O livro A Justiça a serviço do crime poderia ser mais uma das muitas críticas que o Judiciário recebe da sociedade e de advogados. Mas surpreende por ter sido escrito por um juiz, que não agüentou e desabafou todas as mazelas da instituição. Dácio Aranha de Arruda Campos demorou pouco mais do que quatro dias para escrever as páginas de desabafo e cinco anos à espera de coragem para publicar sua obra.

A coragem chegou em 1959, ano em que saiu a primeira edição do livro. Quase meio século depois de sua primeira publicação (1959), A Justiça a serviço do crime está em sua quarta edição. Relançado pela editora Outras Palavras (clique aqui para saber mais), impressiona pela atualidade. Arruda Campos morreu, em dezembro de 1981, com 66 anos de vida.

Quando publicou a primeira edição da obra viu escorrer pelas suas mãos a carreira na magistratura. Ele, que aguardava a promoção por antiguidade para chegar a desembargador do Tribunal de Justiça de São Paulo, foi enxotado do Judiciário. Não pelos seus colegas, mas por um dos Atos Institucionais da ditadura militar que imperava no país na época. Debaixo das cortinas da Justiça, sofreu um processo administrativo no TJ, acusado de ser comunista, e foi absolvido. Dizem que o tribunal preferiu não manchar a sua história, já que a ovelha negra da Justiça já tinha sido banida.

O depoimento de Arruda Campos doeu nos seus colegas de profissão porque escancarou o problema não só à sociedade, mas à própria consciência dos juízes. A grande maioria dos togados, diz Arruda Campos, não se preocupa com a Justiça, mas com uma suposta segurança da sociedade. Aquele que ameaça essa segurança e se deixa ser pego tem de ser colocado de lado, ou seja, nas prisões. Mais ou menos como colocar a sujeira para debaixo do tapete e esquecer que, mesmo escondido, ela continua sendo sujeira.

Mesmo aqueles que não concordam com as propostas de Arruda Campos têm de admitir a coragem e humildade que esse juiz teve ao dar um tapa no corporativismo que reina no Judiciário e expor as suas falhas, das quais ele próprio fez parte. A sua crítica é macro. Abrange o sistema a que todos chamam de justiça e ele, de meia Justiça.

Na obra, acusa seus colegas de toga de prevaricação quando deixam de soltar aqueles que estão presos ilegalmente. Prevaricação cometem também, diz Arruda Campos, quando se limitam, supostamente, a esconder o chamado criminoso em presídios e não primar pela sua recuperação, que deveria ser o objetivo final da Justiça. “A ação dos juízes acaba quando o preso é recolhido ao xadrez. É o grande mal”, escreve.

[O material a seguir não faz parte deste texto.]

PR #1602, opened 2023-11-13
fix: make number default type instead of double for float in java

kennethaasan:
**Description**

- This PR makes `Number` the default type instead of `Double` for the Float constrainer in Java. If the format is not specified when the type is `number`, it should allow for both float and double formats.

Para ele, os juízes tinham de acompanhar a recuperação e reintegração do preso à sociedade. Não fazem isso. Simplesmente mandam prender e esquecem o cidadão dentro dos presídios, onde reina a mistura entre o bandido de ocasião e o de vocação. “Em lugar de presos, deve considerar-se que nas cadeias vivem homens”, escreve Arruda Campos. E mais: “se os homens são desiguais, tratá-los com igualdade significa tratá-los com injustiça”.

Arruda Campos contesta o cerco de proteção em volta do Judiciário. Defende que a população deveria ser chamada a escolher os representantes do Judiciário também, assim como acontece nos outros dois Poderes, para que os dirigentes de toga possam ser cobrados pela sociedade de seus atos. E, assim, sentirem-se obrigados a prestar um bom serviço e não contar apenas com o coleguismo e a antiguidade para serem promovidos. Hoje, o que acontece dentro do Judiciário é descrito por Arruda Campos dessa maneira: “Abre um incapaz, com o pescoço, a porteira do primeiro concurso, e ninguém o impedirá de chegar a desembargador”.